══ Information provided ══

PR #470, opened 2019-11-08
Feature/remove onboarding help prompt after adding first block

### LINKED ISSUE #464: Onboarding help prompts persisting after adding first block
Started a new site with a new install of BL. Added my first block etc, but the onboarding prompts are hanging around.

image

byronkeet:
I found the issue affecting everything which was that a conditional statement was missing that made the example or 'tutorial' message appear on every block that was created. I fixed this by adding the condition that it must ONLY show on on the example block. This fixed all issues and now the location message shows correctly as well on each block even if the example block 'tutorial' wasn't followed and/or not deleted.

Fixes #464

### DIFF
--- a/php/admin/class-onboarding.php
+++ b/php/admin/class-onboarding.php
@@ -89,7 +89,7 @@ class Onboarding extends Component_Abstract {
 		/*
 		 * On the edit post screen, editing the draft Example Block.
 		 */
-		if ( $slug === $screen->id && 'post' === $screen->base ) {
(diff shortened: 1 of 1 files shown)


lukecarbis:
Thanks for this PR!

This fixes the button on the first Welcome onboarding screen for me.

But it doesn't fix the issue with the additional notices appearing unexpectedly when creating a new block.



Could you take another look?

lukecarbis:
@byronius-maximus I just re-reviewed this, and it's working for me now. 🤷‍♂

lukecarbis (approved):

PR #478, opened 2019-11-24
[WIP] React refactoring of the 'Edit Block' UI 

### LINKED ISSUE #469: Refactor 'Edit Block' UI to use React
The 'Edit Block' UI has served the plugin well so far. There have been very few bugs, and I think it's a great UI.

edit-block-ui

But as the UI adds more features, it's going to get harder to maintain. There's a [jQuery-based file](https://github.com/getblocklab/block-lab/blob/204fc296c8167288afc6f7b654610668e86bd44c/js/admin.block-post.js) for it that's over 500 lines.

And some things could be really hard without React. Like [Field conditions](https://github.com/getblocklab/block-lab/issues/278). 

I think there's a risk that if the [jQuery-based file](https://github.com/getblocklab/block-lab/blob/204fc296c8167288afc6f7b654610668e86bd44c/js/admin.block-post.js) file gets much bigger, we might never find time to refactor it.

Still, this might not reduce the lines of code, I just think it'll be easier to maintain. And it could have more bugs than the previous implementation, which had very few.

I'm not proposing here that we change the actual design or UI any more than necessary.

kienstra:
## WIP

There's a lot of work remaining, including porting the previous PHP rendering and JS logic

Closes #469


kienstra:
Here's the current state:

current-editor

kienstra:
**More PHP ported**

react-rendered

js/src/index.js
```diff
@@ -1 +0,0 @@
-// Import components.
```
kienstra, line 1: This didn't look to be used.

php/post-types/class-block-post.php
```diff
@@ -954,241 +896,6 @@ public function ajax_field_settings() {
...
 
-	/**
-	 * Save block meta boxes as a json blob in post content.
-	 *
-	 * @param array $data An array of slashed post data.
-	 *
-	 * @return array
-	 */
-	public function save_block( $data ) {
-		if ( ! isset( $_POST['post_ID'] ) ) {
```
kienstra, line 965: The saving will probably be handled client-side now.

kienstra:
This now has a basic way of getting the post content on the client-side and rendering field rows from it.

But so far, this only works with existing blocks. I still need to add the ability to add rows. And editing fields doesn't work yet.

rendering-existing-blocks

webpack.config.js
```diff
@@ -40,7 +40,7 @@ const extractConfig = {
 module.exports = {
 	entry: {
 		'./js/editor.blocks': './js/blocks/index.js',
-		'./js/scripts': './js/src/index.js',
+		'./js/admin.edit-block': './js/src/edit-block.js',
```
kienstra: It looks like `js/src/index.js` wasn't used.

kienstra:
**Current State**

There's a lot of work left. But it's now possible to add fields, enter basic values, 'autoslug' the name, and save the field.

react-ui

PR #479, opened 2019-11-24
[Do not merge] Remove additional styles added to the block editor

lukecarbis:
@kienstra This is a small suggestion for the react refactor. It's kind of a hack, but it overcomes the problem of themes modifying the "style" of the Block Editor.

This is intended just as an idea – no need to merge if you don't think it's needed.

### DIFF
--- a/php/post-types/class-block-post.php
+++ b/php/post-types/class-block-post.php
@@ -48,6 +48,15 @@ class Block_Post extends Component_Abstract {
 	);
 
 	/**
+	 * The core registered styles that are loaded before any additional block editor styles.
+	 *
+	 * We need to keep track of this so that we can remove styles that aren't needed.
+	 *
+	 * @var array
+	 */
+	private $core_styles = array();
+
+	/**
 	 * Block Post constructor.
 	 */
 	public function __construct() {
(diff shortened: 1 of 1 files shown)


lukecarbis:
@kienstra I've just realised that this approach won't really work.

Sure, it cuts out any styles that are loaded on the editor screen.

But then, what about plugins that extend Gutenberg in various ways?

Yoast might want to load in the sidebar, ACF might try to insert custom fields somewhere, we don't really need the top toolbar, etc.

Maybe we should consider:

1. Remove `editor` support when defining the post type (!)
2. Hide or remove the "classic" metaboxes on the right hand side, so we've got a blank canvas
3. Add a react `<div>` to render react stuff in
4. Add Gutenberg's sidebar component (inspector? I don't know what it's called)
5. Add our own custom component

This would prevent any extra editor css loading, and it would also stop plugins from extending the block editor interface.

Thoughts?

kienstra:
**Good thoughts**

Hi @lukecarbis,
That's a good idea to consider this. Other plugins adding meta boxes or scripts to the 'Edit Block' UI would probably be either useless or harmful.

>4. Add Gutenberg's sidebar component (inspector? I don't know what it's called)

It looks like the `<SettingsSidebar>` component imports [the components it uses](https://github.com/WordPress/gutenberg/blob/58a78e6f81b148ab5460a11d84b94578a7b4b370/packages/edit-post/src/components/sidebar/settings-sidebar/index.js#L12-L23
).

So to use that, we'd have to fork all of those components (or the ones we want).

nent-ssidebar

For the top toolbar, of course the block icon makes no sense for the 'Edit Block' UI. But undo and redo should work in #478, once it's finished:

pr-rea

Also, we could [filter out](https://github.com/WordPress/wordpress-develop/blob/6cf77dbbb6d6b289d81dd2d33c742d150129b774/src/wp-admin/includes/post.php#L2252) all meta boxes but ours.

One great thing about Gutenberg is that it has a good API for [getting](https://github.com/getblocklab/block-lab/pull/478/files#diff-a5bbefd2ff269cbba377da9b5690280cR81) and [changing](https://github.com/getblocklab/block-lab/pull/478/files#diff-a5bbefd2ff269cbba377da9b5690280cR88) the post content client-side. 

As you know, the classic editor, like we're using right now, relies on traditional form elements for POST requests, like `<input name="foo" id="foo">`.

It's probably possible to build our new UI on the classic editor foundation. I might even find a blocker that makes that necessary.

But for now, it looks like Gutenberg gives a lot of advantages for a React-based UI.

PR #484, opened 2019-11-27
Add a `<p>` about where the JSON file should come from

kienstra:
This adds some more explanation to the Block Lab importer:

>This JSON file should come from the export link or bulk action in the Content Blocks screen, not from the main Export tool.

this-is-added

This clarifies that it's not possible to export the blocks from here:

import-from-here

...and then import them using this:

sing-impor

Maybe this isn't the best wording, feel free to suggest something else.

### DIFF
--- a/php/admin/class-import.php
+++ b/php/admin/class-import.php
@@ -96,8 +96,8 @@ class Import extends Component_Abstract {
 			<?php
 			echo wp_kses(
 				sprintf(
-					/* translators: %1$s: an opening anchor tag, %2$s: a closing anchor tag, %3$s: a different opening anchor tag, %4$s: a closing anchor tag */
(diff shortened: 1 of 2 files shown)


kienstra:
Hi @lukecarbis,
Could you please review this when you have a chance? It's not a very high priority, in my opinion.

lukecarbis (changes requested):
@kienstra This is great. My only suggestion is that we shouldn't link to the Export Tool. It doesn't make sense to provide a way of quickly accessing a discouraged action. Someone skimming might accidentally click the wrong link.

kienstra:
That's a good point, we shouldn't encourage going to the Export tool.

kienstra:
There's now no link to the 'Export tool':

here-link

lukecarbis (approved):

═══

• **Problem details**
Search the records above for the string "sense" and copy each line that holds it.

• **Answer space**
For the top toolbar, of course the block icon makes no sense for the 'Edit Block' UI. But undo and redo should work in #478, once it's finished:
@kienstra This is great. My only suggestion is that we shouldn't link to the Export Tool. It doesn't make sense to provide a way of quickly accessing a discouraged action. Someone skimming might accidentally click the wrong link.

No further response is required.